The Vandals repeatedly visited the
coasts of Spain, Liguria, Tuscany, Campania, Lucania, Bruttium, Apulia,
Calabria, Venetia, Dalmatia, Epirus, Greece, and Sicily; they were tempted to
subdue the island of Sardinia, so advantageously placed in the center of the
Mediterranean; and their arms spread desolation, or terror, from the Columns of
Hercules to the mouth of the Nile. As they were more ambitious of spoil than of
glory, they seldom attacked any fortified cities, or engaged any regular troops
in the open field.

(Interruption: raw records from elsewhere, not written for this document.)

PR #197, opened 2021-05-24
Scrutinizer: Fix ComputeResult race

NateWilliams2:
Adds a RWMutex for updating processes in the scrutinizer backend. 

Details:
- Remove vochain/scrutinizer/process.go lines 194-198- these lines are redundant, as this method calls `s.ComputeResult`, which executes the same exact lines of code.
- Add a RWMutex around process update database transactions. 
  - In `updateProcess()`, lines 296-345 of vochain/scrutinizer/process.go. This method loops through the `updateProcessPool`, updating each process. It's responsible for updating the process status to `RESULTS` when results are available. 
  - In `ComputeResult()`, lines 249-281 of vochain/scrutinizer/vote.go. This method fetches the process, then computes the results, then stores that process in the db again. This races with `updateProcess`, because it's possible for `updateProcess` to change the process status while `ComputeResult` computes the results. `ComputeResult` then re-stores the process (with the _old_ status), causing the status to be reverted. 

A RWMutex is used because ComputeResult may run concurrently over several processes, whereas updateProcess runs synchronously. ComputeResult therefore uses RLock/RUnlock, meaning many ComputeResult routines can update processes at the same time. updateProcess uses Lock/Unlock, meaning it can be the only routine updating a process and gets priority over results computation.

### DIFF
--- a/vochain/scrutinizer/vote.go
+++ b/vochain/scrutinizer/vote.go
@@ -254,31 +254,35 @@ func (s *Scrutinizer) ComputeResult(processID []byte) error {
 	if err != nil {
 		return fmt.Errorf("computeResult: cannot load processID %x from database: %w", processID, err)
 	}
+	// Compute the results
+	var results *indexertypes.Results
+	if results, err = s.computeFinalResults(p); err != nil {
+		return err
+	}
 
 	if err := s.db.UpdateMatching(&indexertypes.Process{},
 		badgerhold.Where("ID").Eq(processID),
 		func(record interface{}) error {
-			// Compute the results
-			var results *indexertypes.Results
-			if results, err = s.computeFinalResults(p); err != nil {
-				return err
+			update, ok := record.(*indexertypes.Process)
+			if !ok {
+				return fmt.Errorf("record isn't the correct type! Wanted Result, got %T", record)
 			}
-			p.HaveResults = true
-			p.FinalResults = true
-			s.addVoteLock.Lock()
-			defer s.addVoteLock.Unlock()
-			if err := s.db.Upsert(processID, results); err != nil {
-				return err
-			}
-
-			// Execute callbacks
-			for _, l := range s.eventListeners {
-				go l.OnComputeResults(results)
-			}
+			update.HaveResults = true
+			update.FinalResults = true
 			return nil
 		},
 	); err != nil {
 		return fmt.Errorf("computeResult: cannot update processID %x: %w, ", processID, err)
+	}
+	s.addVoteLock.Lock()
+	defer s.addVoteLock.Unlock()
+	if err := s.db.Upsert(processID, results); err != nil {
+		return err
+	}
+
+	// Execute callbacks
+	for _, l := range s.eventListeners {
+		go l.OnComputeResults(results)
 	}
 	return nil
 }
--- a/vochain/scrutinizer/vote.go
+++ b/vochain/scrutinizer/vote.go
@@ -255,25 +255,30 @@ func (s *Scrutinizer) ComputeResult(processID []byte) error {
 		return fmt.Errorf("computeResult: cannot load processID %x from database: %w", processID, err)
 	}
 
-	// Compute the results
-	var results *indexertypes.Results
-	if results, err = s.computeFinalResults(p); err != nil {
-		return err
-	}
-	p.HaveResults = true
-	p.FinalResults = true
-	if err := s.db.Update(processID, p); err != nil {
-		return fmt.Errorf("computeResult: cannot update processID %x: %w, ", processID, err)
-	}
-	s.addVoteLock.Lock()
-	defer s.addVoteLock.Unlock()
-	if err := s.db.Upsert(processID, results); err != nil {
-		return err
-	}
+	if err := s.db.UpdateMatching(&indexertypes.Process{},
+		badgerhold.Where("ID").Eq(processID),
+		func(record interface{}) error {
+			// Compute the results
+			var results *indexertypes.Results
+			if results, err = s.computeFinalResults(p); err != nil {
+				return err
+			}
+			p.HaveResults = true
+			p.FinalResults = true
+			s.addVoteLock.Lock()
+			defer s.addVoteLock.Unlock()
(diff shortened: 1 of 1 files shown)


NateWilliams2:
After writing this, I realized there may be a much more simple solution-

could `p, err := s.ProcessInfo(processID)` in ComputeResult be replaced with `p, err := s.App.State.Process(pid, false)`, thereby getting the status directly from the vochain state? then maybe updateProcess would not be needed on ProcessResults. I'll test this solution as well.

vochain/scrutinizer/vote.go
```diff
@@ -265,6 +266,7 @@ func (s *Scrutinizer) ComputeResult(processID []byte) error {
 	if err := s.db.Update(processID, p); err != nil {
 		return fmt.Errorf("computeResult: cannot update processID %x: %w, ", processID, err)
 	}
+	s.processUpdateMutex.RUnlock()
```
p4u: This must be `defer s.processUpdateMutex.RUnlock` on line 253, since there is a return in the middle

vochain/scrutinizer/process.go
```diff
@@ -333,13 +328,17 @@ func (s *Scrutinizer) updateProcess(pid []byte) error {
...
 		if err := s.db.UpdateMatching(&indexertypes.Process{},
 			badgerhold.Where(badgerhold.Key).Eq(pid), updateFunc); err != nil {
 			if strings.Contains(err.Error(), kvErrorStringForRetry) {
+				s.processUpdateMutex.Unlock()
 				continue
 			}
+			s.processUpdateMutex.Unlock()
 			return err
 		}
+		s.processUpdateMutex.Unlock()
```
p4u: Use defer here too.

vochain/scrutinizer/process.go
```diff
@@ -333,13 +328,17 @@ func (s *Scrutinizer) updateProcess(pid []byte) error {
 	}
 	// Retry if error is "Transaction Conflict"
 	for {
+		s.processUpdateMutex.Lock()
```
p4u: Why the Lock is inside the loop and not outside?

p4u (changes requested):

p4u:
> After writing this, I realized there may be a much more simple solution-
> 
> could `p, err := s.ProcessInfo(processID)` in ComputeResult be replaced with `p, err := s.App.State.Process(pid, false)`, thereby getting the status directly from the vochain state? then maybe updateProcess would not be needed on ProcessResults. I'll test this solution as well.

The only moment that the status of a process should be set to RESULTS is when the an Oracle transaction is executed. If not set by updateProcess when OnProcessresults() triggers it, where would you set it?

p4u:
I would propose another solution. On ComputeResults() you could use `s.db.ForEach(... func(p) { .... })` instead of Update(), ignoring then the process fetched on line 253. The transaction should run atomic, so the process status won't be touched.

p4u:
By the way, good catch!! I did not see that race at all.

NateWilliams2:
> I would propose another solution. On ComputeResults() you could use `s.db.ForEach(... func(p) { .... })` instead of Update(), ignoring then the process fetched on line 253. The transaction should run atomic, so the process status won't be touched.

This sounds good to me. Why not use UpdateMatching instead of ForEach?

vochain/scrutinizer/process.go
jordipainan: I proposed this because the for is executed per process

p4u:
> > I would propose another solution. On ComputeResults() you could use `s.db.ForEach(... func(p) { .... })` instead of Update(), ignoring then the process fetched on line 253. The transaction should run atomic, so the process status won't be touched.
> 
> This sounds good to me. Why not use UpdateMatching instead of ForEach?

I wanted to say UpdateMatching

vochain/scrutinizer/vote.go
```diff
@@ -255,25 +255,30 @@ func (s *Scrutinizer) ComputeResult(processID []byte) error {
...
-		return fmt.Errorf("computeResult: cannot update processID %x: %w, ", processID, err)
-	}
-	s.addVoteLock.Lock()
-	defer s.addVoteLock.Unlock()
-	if err := s.db.Upsert(processID, results); err != nil {
-		return err
-	}
+	if err := s.db.UpdateMatching(&indexertypes.Process{},
+		badgerhold.Where("ID").Eq(processID),
+		func(record interface{}) error {
```
p4u, line 265: The computeFinalResults operation is expensive and the one we don't want to have inside the atomic operation, so the code would be something like this:

```
diff --git a/vochain/scrutinizer/vote.go b/vochain/scrutinizer/vote.go
index 6ab2f373..4a39a5cc 100644
--- a/vochain/scrutinizer/vote.go
+++ b/vochain/scrutinizer/vote.go
@@ -260,9 +260,17 @@ func (s *Scrutinizer) ComputeResult(processID []byte) error {
        if results, err = s.computeFinalResults(p); err != nil {
                return err
        }
-       p.HaveResults = true
-       p.FinalResults = true
-       if err := s.db.Update(processID, p); err != nil {
+       if err := s.db.UpdateMatching(&indexertypes.Process{},
+               badgerhold.Where("ID").Eq(processID),
+               func(record interface{}) error {
+                       update, ok := record.(*indexertypes.Process)
+                       if !ok {
+                               return fmt.Errorf("record isn't the correct type! Wanted Result, got %T", record)
+                       }
+                       update.HaveResults = true
+                       update.FinalResults = true
+                       return nil
+               }); err != nil {
                return fmt.Errorf("computeResult: cannot update processID %x: %w, ", processID, err)
        }
        s.addVoteLock.Lock()
```

vochain/scrutinizer/process.go
p4u: Does not look correct to me, there is no need for getting and releasing the lock on each iteration. Anyway this is already outated code :)

p4u:
Shall we merge that already @NateWilliams2 ?

NateWilliams2:
@p4u yes, I don't have permissions but go ahead!

PR #198, opened 2021-05-24
update xdai ENS Registry contract addr

jordipainan:


jordipainan:
@p4u Go ahead, the domains for stg env are already updated

p4u (approved):

PR #204, opened 2021-05-25
Fix process status race (again)

NateWilliams2:


vochain/scrutinizer/vote.go
```diff
@@ -254,15 +254,24 @@ func (s *Scrutinizer) ComputeResult(processID []byte) error {
...
-
 	// Compute the results
 	var results *indexertypes.Results
 	if results, err = s.computeFinalResults(p); err != nil {
 		return err
 	}
-	p.HaveResults = true
-	p.FinalResults = true
-	if err := s.db.Update(processID, p); err != nil {
+
```
p4u, line 262: Can you add a comment here exlaining the RACE and why we need to use updateMatching? So future developments not get into the same issue

p4u (approved):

But the celerity of their motions enabled them, almost at
the same time, to threaten and to attack the most distant objects which
attracted their desires; and as they always embarked a sufficient number of
horses, they had no sooner landed than they swept the dismayed country with a
body of light cavalry,” ii. 366. How far this description agrees with the
symbol in the passage before us - “a great mountain burning with fire cast into
the sea”; “the third part of the ships were destroyed” - must be left to the
reader to judge.
It may be asked, however, with at
least some show of reason, whether, if it be admitted that it was the design of
the author of the Book of Revelation to refer to the movements of the Vandals
under Genseric as one of the important and immediate causes of the ruin of the
Roman empire, he could have found a more expressive symbol than this? Indeed,
is there now any symbol that would be more striking and appropriate? If one
should now undertake to represent this as one of the causes of the (downfall of
the empire by a symbol, could he easily find one that would be more expressive?
It is a matter that is in itself perhaps of no importance, but it may serve to
show that the interpretation respecting the second trumpet was not forced, to
remark that I had gone through with the interpretation of the language of the
symbol before I looked into Mr. Gibbon with any reference to the application.